If you are going to start writing clear and unambiguous posts then I'm not reading them.
So there!


----------



## Diana7

RandomDude said:


> Yes, what's with people thinking something is wrong with us for being happy single? >.<
> 
> Why is having a relationship almost like a status symbol of being "normal"? Is such encouragement even healthy?
> 
> Maybe it's simply not possible to understand, unless one themselves has reached "enlightenment" lol


Many of us are very happy being married. Maybe its not possible for you to understand that?


----------



## Diana7

EunuchMonk said:


> Good. Tell that to those who are surprised that their spouse is still the same after marriage. They seemed to believe the paper was a magical document that would change things.
> 
> 
> Well, clearly not for all 'cause they are divorcing just like everybody else.


Nearly all of the divorces I know of were between non believers. Of the very few which were between believers, or one believer and one not, there was always a very serious reason.


----------



## Hope Shimmers

If you are happiest being single, then be single. Who cares what anyone else thinks?

If you do choose to date casually, just be sure you are both on the same page. Personally I would never date a man who doesn't want a serious relationship. In my mind, dating is about seeing if you are compatible to spend the rest of your lives together. I actually hate the dating process but like being in a relationship.

I also think that what you want when you are relatively young and healthy may not be the same thing you want in 20 or 30 years as you grow older.


----------



## Diana7

Hope Shimmers said:


> If you are happiest being single, then be single. Who cares what anyone else thinks?
> 
> If you do choose to date casually, just be sure you are both on the same page. Personally I would never date a man who doesn't want a serious relationship. In my mind, dating is about seeing if you are compatible to spend the rest of your lives together. I actually hate the dating process but like being in a relationship.
> 
> I also think that what you want when you are relatively young and healthy may not be the same thing you want in 20 or 30 years as you grow older.

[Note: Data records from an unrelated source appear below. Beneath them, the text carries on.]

Issue #110, opened 2020-06-20
Git submodules not being initialized?


Hoverbear:
Hi!

I'm trying to use this tool to build https://github.com/timberio/vector/commit/0836bcdc0c63e35061c003079edff06af6e3f198 which depends on https://github.com/bytecodealliance/lucet/commit/d741e2e30df19d1f8abd1a8660219ac494336b76 

You can see here, one of the subcrates of `lucet`, `lucet-wasi`, depends on `wasi-common` which is a git submodule in the root. 

![image](https://user-images.githubusercontent.com/130903/85203794-f1e6f280-b2c4-11ea-9324-b8bbf2207a3f.png)

https://github.com/bytecodealliance/lucet/blob/d741e2e30df19d1f8abd1a8660219ac494336b76/lucet-wasi/Cargo.toml#L25

![image](https://user-images.githubusercontent.com/130903/85203812-0dea9400-b2c5-11ea-96ab-c77955c0e143.png)

![image](https://user-images.githubusercontent.com/130903/85203827-22c72780-b2c5-11ea-887f-84070457a728.png)

This seems to not be handled. :(

![image](https://user-images.githubusercontent.com/130903/85203667-20180280-b2c4-11ea-8c9d-7f16ae9395ca.png).

You can reproduce this with:

```git
git clone git@github.com:timberio/vector.git
git checkout 0836bcdc0c63e35061c003079edff06af6e3f198
make neu-release-binary-x86_64-unknown-linux-gnu
```

I see https://github.com/NixOS/nix/pull/3166 but haven't managed to invoke it.

![image](https://user-images.githubusercontent.com/130903/85204639-b4856380-b2ca-11ea-9ab1-1a8dba1b3f38.png)

nmattia:
> I see NixOS/nix#3166 but haven't managed to invoke it.

The PR was merged very recently, did you install the latest `nix` executable?

Hoverbear:
It's sadly not on the latest `nixos-unstable` :(

```
vector on  nix-builds [$!?] is 📦 v0.10.0 via ⬢ v12.18.0 via 🦀 v1.44.0 via ❄️  impure took 2s 
❯ nix repl                                                      
Welcome to Nix version 2.3.6. Type :? for help.

nix-repl> builtins.fetchGit { url = ""; submodules = true; }
error: unsupported argument 'submodules' to 'fetchGit', at (string):1:31
```

This is the latest: https://github.com/NixOS/nix/releases/tag/2.3.6

[...]

PR #111, opened 2020-06-20
Add test git-dep-with-submodule

Hoverbear:
A reproduction test and working on a fix for #110.

Reproduce with

```bash
nix build -f test.nix git-dep-with-submodule
```


test.nix
```diff
@@ -121,6 +121,12 @@ let
         cargoOptions = (opts: opts ++ [ "--locked" ]);
       };
 
+      git-dep-with-submodule = naersk.buildPackage {
+        doCheck = true;
+        src = ./test/git-dep-with-submodule;
```
cole-h, line 126: I think you forgot to check in the testcase itself.

Hoverbear: Yup I did! 🤦‍♀️ 

Good news  is this new commit includes a fix!

Hoverbear:
So I included a ... partial fix? I'm not sure. I don't think moving to `pkgs.fetchgit` is better. Unfortunately `submodules = true;` isn't supported on `fetchGit`... Do you have any advice?

lib.nix
```diff
@@ -1,4 +1,4 @@
-{ lib, writeText, runCommand, remarshal }:
+{ lib, writeText, runCommand, remarshal, fetchgit }:
```
nmattia, line 1: is `fetchgit` actually used?

Hoverbear: So I actually got stuck here, since `fetchgit` requires `sha256` and as far as I can tell we don't have that! The `builtins.fetchGit` doesn't, but it's not due for release until Nix 2.4 (Domen told me!)

I could use your guidance or assistance. :)

Hoverbear:
I don't have a working solution to this so I'll close and leave the report open. :)

nmattia:
Hey! I couldn't give this more attention, I have a lot on my plate at the moment. I'll try to look https://github.com/nmattia/naersk/issues/110 as soon as possible. In the meantime, thanks for giving this a shot!

Hoverbear:
I think we all do right now. :) Keep up your really amazing work @nmattia ! Thanks for looking at this!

I am like you. Dating for me was only ever about meeting a future husband, never about anything casual. 
I know that people who are happy single in their 20's, 30's and 40's, may not be quite so happy as a lonely older man in his 60's-80's.


----------



## EunuchMonk

Diana7 said:


> Nearly all of the divorces I know of were between non believers. Of the very few which were between believers, or one believer and one not, there was always a very serious reason.


Then your radar must be narrow. They are divorcing like others and some won't because of pressure from the church but the relationship is as good as over; roommates, nothing more. Or they just choose to cheat instead of divorce. That's a way to push your spouse into the backdrop without incurring the stigma of being a divorcee in the church.


----------



## Diana7

EunuchMonk said:


> Then your radar must be narrow. They are divorcing like others and some won't because of pressure from the church but the relationship is as good as over; roommates, nothing more. Or they just choose to cheat instead of divorce. That's a way to push your spouse into the backdrop without incurring the stigma of being a divorcee in the church.


 No my radar is wide. I have known countless believers in the last 40 years, and I am a Mod on a very busy Christian online forum.


----------



## Ynot

OP, I feel much the same way you do. I was married for 24 years, divorced for 3 years now. In that time I have learned to enjoy being alone and doing whatever I want, whenever I want, I don't need anyone else's opinion of approval. My house is MY house. It has what I want where I want it. Again, I don't have to accept the make up all over the bathroom or the pictures from Hobby Lobby. It is my place, my space, my sanctuary. I cannot begin to think about having anyone else live in my space.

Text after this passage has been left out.